Tokenized assets now exceed $31 billion

May 20, 2026

Tokenización de activos Token City

Tokenized assets now exceed $31 billion

The market for tokenized real-world assets closed on 14 May 2026 at $31.4 billion, up from $11.2 billion in June 2025. That is +180% in under twelve months, along a solidly sustained trajectory: $15.3 billion in September 2025, $21.5 billion in January 2026, $29.2 billion in April, and $31.4 billion in mid-May. On top of that asset base also sits a $305 billion stablecoin settlement layer — confirmation that the payment and settlement rails for tokenized assets are fully operational at institutional scale.

The underlying transformation is visible both in composition and in volume, and it has direct implications for those of us operating in the European tokenized financing market.

Private credit: the most significant dynamic in the sector

Private credit, broadly defined, currently concentrates the most significant dynamic in the sector. The three base categories of tokenized credit combined (secured credit, specialty finance, and corporate debt) total around $4.5 billion. Growth rates are reaching four digits, which is normal in a nascent and expanding industry. These are the opening movements of the transformation of private capital, which has historically sat outside financial liquidity systems. Yields offered, moreover, typically range between 8% and 12%.

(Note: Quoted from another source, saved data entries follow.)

PR #1681, opened 2026-07-12
fix(android-auto): refresh playback state after toggling shuffle

Chachigo:
## Changes

Toggling shuffle from the Android Auto / now-playing controls didn't update the shuffle icon visually.

`togglePlaybackOrder()` wasn't awaited and `refreshPlaybackStateAndMediaNotification()` wasn't called afterwards — unlike `toggleFavoriteStatusOfCurrentTrack()`, which already does both. This aligns the shuffle action with that pattern.

1 file, +2/-1.

### DIFF
--- a/lib/services/music_player_background_task.dart
+++ b/lib/services/music_player_background_task.dart
@@ -1103,7 +1103,8 @@ class MusicPlayerBackgroundTask extends BaseAudioHandler with SeekHandler, Queue
       switch (action) {
         case CustomPlaybackActions.shuffle:
           final queueService = GetIt.instance<QueueService>();
-          return queueService.togglePlaybackOrder();
+          await queueService.togglePlaybackOrder();
+          return refreshPlaybackStateAndMediaNotification();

The traditional private credit market is estimated at between $1.6 and $3.5 trillion, depending on the source and definition used. This means that current tokenization penetration represents a minimal fraction of the underlying market — and explains why available projections for the market as a whole in 2030 range from $2 to $16 trillion.

The tokenized real estate vertical, although it shows globally more modest volumes, goes hand in hand with private credit, which serves as its engine. Institutional participation is taking shape, and medium-term projections are among the most aggressive in the sector as a whole: available estimates place tokenized real estate at around $3 trillion by 2030, with very significant compound annual growth rates.

Relevance for Europe

European SMEs depend almost exclusively on bank financing (around 75% according to the European Commission), despite representing 99% of the business landscape, two-thirds of employment, and close to 60% of value added in the EU. Tokenized financing under the DLT Pilot Regime and Spain's Securities Markets and Investment Services Act (LMVSI) is, as of today, one of the few new avenues opening up for that segment without going through traditional banking.

The figures behind the global trend — $31.4 billion in mid-May versus $11.2 billion eleven months ago — measure speed. What has settled into place is infrastructure: blockchain-native issuance, atomic settlement, ISIN identification, regulated secondary markets under construction, and an explicit legal framework in Spain and the EU.

For the mid-sized European issuer, the operational question is no longer whether tokenization can work, but rather which asset class, which type of infrastructure, and which type of operation.